The demo runs in sdk-only mode and requires no OPENAI_API_KEY and no running gateway. The LocalPolicyEngine simulates gateway policy locally. Tools requiring approval are auto-denied offline because no approver is available.

Extending to a real agent

With an OPENAI_API_KEY set, you can extend main.py to create a real openai.agents.Agent with your FunctionTool instances. Agent Assembly's OpenAIAgentsPatch intercepts every tool call automatically once init_assembly() has run. To configure production mode, copy .env.example to .env and set AGENT_ASSEMBLY_GATEWAY_URL, AGENT_ASSEMBLY_API_KEY, and OPENAI_API_KEY.

Troubleshooting

Problem Fix
ModuleNotFoundError: agent_assembly Run uv sync first
ModuleNotFoundError: openai Run uv syncopenai-agents is a required dependency
ToolExecutionBlockedError in tests Expected — the deny/approval policy rules are intentional

Expected behavior

==============================================================
  Agent Assembly — OpenAI Agents SDK Demo
==============================================================

Initializing Agent Assembly (gateway: http://localhost:8080, sdk-only mode)...
  Agent:    openai-agents-demo
  Gateway:  http://localhost:8080
  Mode:     sdk-only (offline demo)

Policy rules (local simulation of gateway policy):
  DENY      — delete_record, drop_table  (destructive data ops)
  APPROVAL  — send_message_to_user, trigger_payment
  ALLOW     — everything else

Running governed tool calls:
--------------------------------------------
  → search_documents({"query": "agent governance best practices"})
     ✅ ALLOWED  — 📄 Search results for 'agent governance best practices': ...

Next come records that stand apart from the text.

PR #279, opened 2019-04-17
Add SVG for Tabular Geo and Fixes

thenav56:
* Add svg for map
* Fix recaptcha not showing in client
* Add thousands seperators [the-deep/deeper/issues/343]
* Better error handling
* Admin Panel Additions
    * Add Geo Cache Tigger Action
    * Add Search to Geo Models

### DIFF
--- a/utils/common.py
+++ b/utils/common.py
@@ -16,7 +16,6 @@ import string
 import tempfile
 import requests
 import logging
-import traceback
 
 USER_AGENT = 'Mozilla/5.0 (Macintosh; Intel Mac OS X 10_10_1)' + \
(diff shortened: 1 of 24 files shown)


utils/common.py
```diff
@@ -279,37 +286,46 @@ def create_plotly_image(func):
     """
     def func_wrapper(*args, **kwargs):
         width, height = kwargs.pop('chart_size', (5, 4))
-        image_format = kwargs.pop('format', 'png')
+        if isinstance(kwargs.get('format', 'png'), list):
+            images_format = kwargs.pop('format', 'png')
```
bewakes, line 290: don't need to have default value `png`. can just use kwargs['format'] as well.

thenav56: @bewakes Can't use just `kwargs['format']`. Need to pop the field.
Removed the default value.

PR #288, opened 2019-05-01
Feature partial tabular

AdityaKhatri:


apps/export/views.py
```diff
@@ -70,22 +75,18 @@ def post(self, request, version=None):
                 return response.Response({}, status=status.HTTP_403_FORBIDDEN)
 
         export = Export.objects.create(
-            title='tmp',
+            title='Generating Export.....',
```
bewakes, line 78: I like the title. (y)

PR #309, opened 2019-05-30
Replace None with empty value in ary export

bewakes:


apps/ary/export/data_collection_techniques_info.py
```diff
@@ -5,6 +5,8 @@
 def format_value(val):
     if isinstance(val, list):
         return ','.join(val)
+    if val is None:
+        val = ''
```
tnagorra, line 9: very nice

PR #319, opened 2019-06-17
Add `is_private` field in the `project` model

frozenhelium:
Also exclude private projects from API results if the user does not have
access to the project


apps/project/models.py
```diff
@@ -254,7 +262,7 @@ def get_modifiable_for(user):
         ).distinct()
 
     def can_get(self, user):
-        return True
+        return Project.is_member(user)
```
bewakes: Shouldn't the condition be `is_member` or `is not private`?

apps/project/models.py
```diff
@@ -222,9 +227,12 @@ def get_annotated():
...
     @staticmethod
     def get_for(user, annotated=False):
+        # Note: `.exclude(Q(is_private=True) & ~Q(members=user)).all()`
+        # excludes the the private projects that the user is not member of
+
         if annotated:
-            return Project.get_annotated().all()
-        return Project.objects.all()
+            return Project.get_annotated().exclude(Q(is_private=True) & ~Q(members=user)).all()
+        return Project.objects.exclude(Q(is_private=True) & ~Q(members=user)).all()
```
bewakes: `.all()` is not needed here.

PR #333, opened 2019-07-03
Feature entry viz

thenav56:
TODO:
- [x] Write test.


apps/entry/stats.py
```diff
@@ -0,0 +1,264 @@
...
+            'sectors_keys': sectors_keys,
+        }
+
+
+def _get_attribute_data(collector, attribute, cd_widget_map):
+    widget_type = attribute.widget.widget_id
+    widget_pk = attribute.widget.pk
+    data = attribute.data
+
+    if widget_type not in SUPPORTED_WIDGETS or data is None or data.get('value') is [None, {}, []]:
```
bewakes: Maybe it should be `is in [None, {}, []]` instead of `is [None, {}, []]` ?

apps/project/tasks.py
```diff
@@ -0,0 +1,54 @@
...
+def generate_entry_stats(project_id):
+    ges_wait_lock_key = GES_WAIT_LOCK_KEY.format(project_id)
+    if not redis.get_lock(ges_wait_lock_key, ProjectEntryStats.THRESHOLD_SECONDS).acquire(blocking=False):
+        # logger.warning(f'GENERATE_ENTRY_STATS:: Waiting for timeout {ges_wait_lock_key}')
+        return False
+
+    _generate_entry_stats(project_id)
+
+    # Lock for another THRESHOLD_SECONDS
+    redis.get_lock(GES_WAIT_LOCK_KEY.format(project_id), ProjectEntryStats.THRESHOLD_SECONDS).acquire(blocking=False)
```
bewakes: You can just use `ges_wait_lock_key` instead of `GES_WAIT_LOCK_KEY.format(project_id)`.
And I could not get why are we locking even after the work is done?

thenav56: Done
For allowing only one calculation per ProjectEntryStats.THRESHOLD_SECONDS interval.

apps/entry/stats.py
thenav56: Done

bewakes (approved):

PR #364, opened 2019-08-04
Fix not null contraint during clone framework

AdityaKhatri:


bewakes:
@AdityaKhatri , this has already been fixed by setting the field nullable.

AdityaKhatri:
> @AdityaKhatri , this has already been fixed by setting the field nullable.

@bewakes no it hasn't.
.get method returned null as a value to the description field and the error was thrown by database, hence an additonal check was required.

bewakes:
@AdityaKhatri migration to fix this is already in develop. Please try restarting the server.

PR #385, opened 2019-09-02
Update internal connector api and change pdna

bewakes:


bewakes:
The changes are now reflected in `feature/emm-connector` branch.

PR #3976, opened 2024-01-05
Give the CircleCI machines more memory

NickGerleman:
Give it 8GB of memory since Docusaurus is liking to OOM during build, even when we restrict Node heap size.


cortinico (approved):

NickGerleman:
From https://github.com/facebook/docusaurus/issues/4765 it looks like Docusaurus can be very hungry. Going to bump this to xlarge, just in case.

PR #3980, opened 2024-01-07
Update handling-text-input.md

Sivac07:
I have set the text input padding as 100. Because the text input box will show in the center of device instead of top of the device. So, it will be more convenient to user to test the input box .

### DIFF
--- a/docs/handling-text-input.md
+++ b/docs/handling-text-input.md
@@ -14,7 +14,7 @@ import {Text, TextInput, View} from 'react-native';
 const PizzaTranslator = () => {
   const [text, setText] = useState('');
   return (
-    <View style={{padding: 10}}>
+    <View style={{padding: 100}}>
       <TextInput
         style={{height: 40}}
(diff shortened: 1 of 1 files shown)


docs/handling-text-input.md
```diff
@@ -14,7 +14,7 @@ import {Text, TextInput, View} from 'react-native';
 const PizzaTranslator = () => {
   const [text, setText] = useState('');
   return (
-    <View style={{padding: 10}}>
+    <View style={{padding: 100}}>
```
Simek, line 17: Hello @Sivac07, thanks for the update! 👍 

Let's use the different layout to active the same effect instead of modifying the padding value.

```suggestion
    <View style={{flex: 1, justifyContent: 'center'}}>
```

We can also add the border to text input to increase its visibility.

Screenshot 2024-02-16 at 13 45 17

Simek:
Closing in favour of:
* #4848

Issue #3977, opened 2024-01-05
The docs mention a hook `useDimensions` from @react-native-community/hooks. This hook does not exist.


kimthompson:
## Description

The [React Native documentation around `useWindowDimensions()`](https://reactnative.dev/docs/usewindowdimensions) contains the following line:

> The [useDimensions](https://github.com/react-native-community/hooks#usedimensions) hook from the community [React Native Hooks](https://github.com/react-native-community/hooks) library aims to make handling screen/window size changes easier to work with.

That hook doesn't exist, and was apparently [removed from the library](https://github.com/react-native-community/hooks/blob/1b19bc04159665434f29410e070b7e4f867fe181/CHANGELOG.md?plain=1#L14) in February of last year. 

## What is the problem?

I attempted to download `useDimensions` when I ran into a weird issue using `useWindowDimensions` (probably on our end) and discovered that it didn't exist. That was a little weird, so I thought I'd bring it up here.

## How can we address it?

I think you can probably just delete this bullet point.

## Why is it important?

I know it's a minor thing, but it was still a jarring thing to run into while following the documentation.

## Who needs this?

All RN devs who might look into the `useWindowDimensions()` hook.

lunaleaps:
Thanks for reporting! I had no idea about this hooks library, would you like to submit a PR to remove it? We can probably remove it from all versions of the docs we have active.

PR #3983, opened 2024-01-09
remove community packages references from useWindowDimensions

tarunrajput:
Fixes: #3977
Removes community alternatives for the useWindowDimensions hook, as they have either been removed or are no longer maintained.


lunaleaps:
Thanks @tarunrajput for your help cleaning up the React Native documentation!

PR #3987, opened 2024-01-12
Added steps to install Android SDK Command-line Tools

luishenriqueturani:
Added steps to install Android SDK Command-line Tools


luishenriqueturani:
Yes, you are correct, it appears that an anomaly has occurred here.
I'm having problems running the build of my project, and running "npx
react-native doctor" it shows me that the Android SDK was not being
recognized, even though it was installed with the ANDROID_HOME environment
variable defined, so I went to the system settings Android Studio and I saw
that this package, Android SDK Command Line Tools, was not installed, I
installed and ran the "npx react-native doctor" command again and it
started to be recognized. However, after restarting my system again (Fedora
39) it no longer recognized the Android SDK, so I still cannot run the
build.
Sorry for taking your time, I'll be more careful and test more next time.

Em sex., 12 de jan. de 2024 às 10:56, Nicola Corti ***@***.***>
escreveu:

PR #3990, opened 2024-01-18
Fix bad link in 2022-07-08-hermes-as-the-default.md

Huxpro:
Oops how did I miss that!


Simek (approved):
Nice catch, thanks for the correction! 🙏

cortinico (approved):

PR #4008, opened 2024-02-08
Change class example to a function

gaearon:
Self-explanatory.


lunaleaps (approved):
Can we fix the lint? lgtm otherwise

  → send_message_to_user({"user_id": "u-001", "message": "Your report is ready."})
     ❌ BLOCKED  — Tool 'send_message_to_user' requires approval, but no approver is available in offline mode.

  → delete_record({"record_id": "rec-7829"})
     ❌ BLOCKED  — Tool 'delete_record' is permanently blocked by policy rule 'deny_destructive_data_ops'.